Lines of the material that include the string "Perhaps" should be returned.
Material supplied Start Marker
PR #1402, opened 2018-08-26
Add Persistence module.

BenLubar:
- Alter World to use Persistence instead of storing data in historical figures.
- Fake historical figures will be converted to the new format when a world is loaded.
- Added plugin_save and plugin_load functions to the plugin API.
- Made the weird int7/int28 code that was in the old persistence API slightly safer.


library/Core.cpp
```diff
@@ -2042,6 +2041,11 @@ void Core::doUpdate(color_ostream &out, bool first_update)
     // Execute per-frame handlers
     onUpdate(out);
 
+    if (df::global::ui->main.autosave_request || strict_virtual_cast<df::viewscreen_optionst>(screen))
```
lethosor: Are you sure the options screen is a good place to save persistent data? What if the user doesn't save the game?

pronvit: If user doesn't save, histfigs won't be saved either. However, with this, will it save on every tick when on that screen?

BenLubar: Then the data goes into `data/saves/current` and doesn't actually get saved. Is there a better way to detect hard saves?

Come to think of it, this won't save data when a game ends, so it probably should be a different screen. Would viewscreen_savegamest work? I don't remember why I didn't use that for df-ai.

lethosor: It's possible that data isn't in a safe state when viewscreen_savegamest is shown, although it could be safe if we hook in at the first tick. #955 hooks in to the general_ref_nemesis::write_file vmethod, which could run later, though.
Does viewscreen_savegamest display when abandoning a game (or when a fort fails)?

library/Core.cpp
```diff
@@ -2041,7 +2040,7 @@ void Core::doUpdate(color_ostream &out, bool first_update)
     // Execute per-frame handlers
     onUpdate(out);
 
-    if (df::global::ui->main.autosave_request || strict_virtual_cast<df::viewscreen_optionst>(screen))
+    if (df::global::ui->main.autosave_request || strict_virtual_cast<df::viewscreen_savegamest>(screen))
```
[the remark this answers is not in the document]
BenLubar: oh, whoops!

library/Core.cpp
ab9rf: Was a resolution ever reached on this point?

BenLubar: Yes. The current patch uses the first tick of `viewscreen_savegamest`.

https://github.com/DFHack/dfhack/pull/1402/files#diff-ec49c48896f67f205270e832ab410b1eR2043

library/Core.cpp
```diff
@@ -2042,6 +2040,11 @@ void Core::doUpdate(color_ostream &out, bool first_update)
     // Execute per-frame handlers
     onUpdate(out);
 
+    if (df::global::ui->main.autosave_request || (vs_changed && strict_virtual_cast<df::viewscreen_savegamest>(screen)))
+    {
+        doSave(out);
```
lethosor: Any chance we can make this only run once each time autosave_request is set? This assumes autosaves are synchronous, which won't necessarily be the case in future DF versions (see e.g. 0.40.01).

library/include/modules/Persistence.h
```diff
@@ -0,0 +1,232 @@
...
+        // Fills the vector with references to each persistent item.
+        DFHACK_EXPORT void getAll(std::vector<PersistentDataItem> &vec);
+        // Fills the vector with references to each persistent item with a key that is
+        // greater than or equal to "min" and less than "max".
+        DFHACK_EXPORT void getAllByKeyRange(std::vector<PersistentDataItem> &vec, const std::string &min, const std::string &max);
+        // Fills the vector with references to each persistent item with a key that is
+        // equal to the given key.
+        DFHACK_EXPORT void getAllByKey(std::vector<PersistentDataItem> &vec, const std::string &key);
+
+#if defined(__GNUC__) && __GNUC__ < 5
```
lethosor: Perhaps this could go in a utility file - I've seen a compiler workarounds header, but probably in an unmerged PR.

plugins/skeleton/skeleton.cpp
```diff
@@ -86,6 +89,25 @@ DFhackCExport command_result plugin_onupdate ( color_ostream &out )
 }
 */
 
+// If you need to save or load world-specific data, define these functions.
```
lethosor: Good to have these

lethosor:
Just to confirm, this replaces PRs #955 and #927?

library/PluginManager.cpp
```diff
@@ -197,6 +197,9 @@ Plugin::Plugin(Core * core, const std::string & path,
     plugin_rpcconnect = 0;
     plugin_enable = 0;
     plugin_is_enabled = 0;
+    plugin_save = 0;
+    plugin_load = 0;
```
lethosor: Perhaps plugin_load_game and plugin_save_game would be better - load could be confused with the "load" command

library/Core.cpp
```diff
@@ -2285,6 +2288,27 @@ void Core::onStateChange(color_ostream &out, state_change_event event)
...
+    }
+}
+
+void Core::doSave(color_ostream &out)
+{
+    plug_mgr->doSave(out);
+    Persistence::Internal::save();
+}
+
+void Core::doLoad(color_ostream &out)
```
lethosor: Maybe `doLoadGame`, similarly

library/Core.cpp
lethosor: Done in https://github.com/DFHack/dfhack/pull/1402/commits/100e584c3435edca39216550c05c5997a0ef401f

lethosor:
Tested some more with various actions: saving, loading without quitting, abandoning, entering/exiting/saving arena/adventurer mode, etc.. Haven't been able to cause any issues.

A basic Lua test snippet, for reference:
```lua
dfhack.persistent.save({key='a', ints={1,2,3}})
```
Material supplied End Marker
--- Result below ---
lethosor: Perhaps this could go in a utility file - I've seen a compiler workarounds header, but probably in an unmerged PR.
lethosor: Perhaps plugin_load_game and plugin_save_game would be better - load could be confused with the "load" command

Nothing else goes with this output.